Relative functional and optical absorption cross-sections of PSII and other photosynthetic parameters monitored in situ, at a distance with a time resolution of a few seconds, using a prototype light induced fluorescence transient (LIFT) device.

The prototype light-induced fluorescence transient (LIFT) instrument provides continuous, minimally intrusive, high time resolution (~2s) assessment of photosynthetic performance in terrestrial plants from up to 2m. It induces a chlorophyll fluorescence transient by a series of short flashes in a saturation sequence (180 ~1µs flashlets in <380µs) to achieve near-full reduction of the primary acceptor QA, followed by a relaxation sequence (RQA; 90 flashlets at exponentially increasing intervals over ~30ms) to observe kinetics of QA re-oxidation. When fitted by the fast repetition rate (FRR) model (Kolber et al. 1998) the QA flash of LIFT/FRR gives smaller values for FmQA from dark adapted leaves than FmPAM from pulse amplitude modulated (PAM) assays.
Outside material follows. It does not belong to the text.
PR #691, opened 2021-07-06
DDP-6487: Fix validations which take hidden questions into account

alextanlan:
The bug worklow is [here (DDP-6487)](https://broadinstitute.atlassian.net/browse/DDP-6487)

The ratio FmQA/FmPAM resembles the ratio of fluorescence yield at the J/P phases of the classical O-J-I-P transient and we conclude that the difference simply is due to the levels of PQ pool reduction induced by the two techniques. In a strong PAM-analogous WL pulse in the dark monitored by the QA flash of LIFT/FRR φPSIIWL ≈ φPSIIPAM. The QA flash also tracks PQ pool reduction as well as the associated responses of ETR QA → PQ and PQ → PSI, the relative functional (σPSII) and optical absorption (aPSII) cross-sections of PSII in situ with a time resolution of ~2s as they relax after the pulse. It is impractical to deliver strong WL pulses at a distance in the field but a longer PQ flash from LIFT/FRR also achieves full reduction of PQ pool and delivers φPSIIPQ ≈ φPSIIPAM to obtain PAM-equivalent estimates of ETR and NPQ at a distance. In situ values of σPSII and aPSII from the QA flash with smaller antenna barley (chlorina-f2) and Arabidopsis mutants (asLhcb2-12, ch1-3 Lhcb5) are proportionally similar to those previously reported from in vitro assays. These direct measurements are further validated by changes in antenna size in response to growth irradiance. We illustrate how the QA flash facilitates our understanding of photosynthetic regulation during sun flecks in natural environments at a distance, with a time resolution of a few seconds.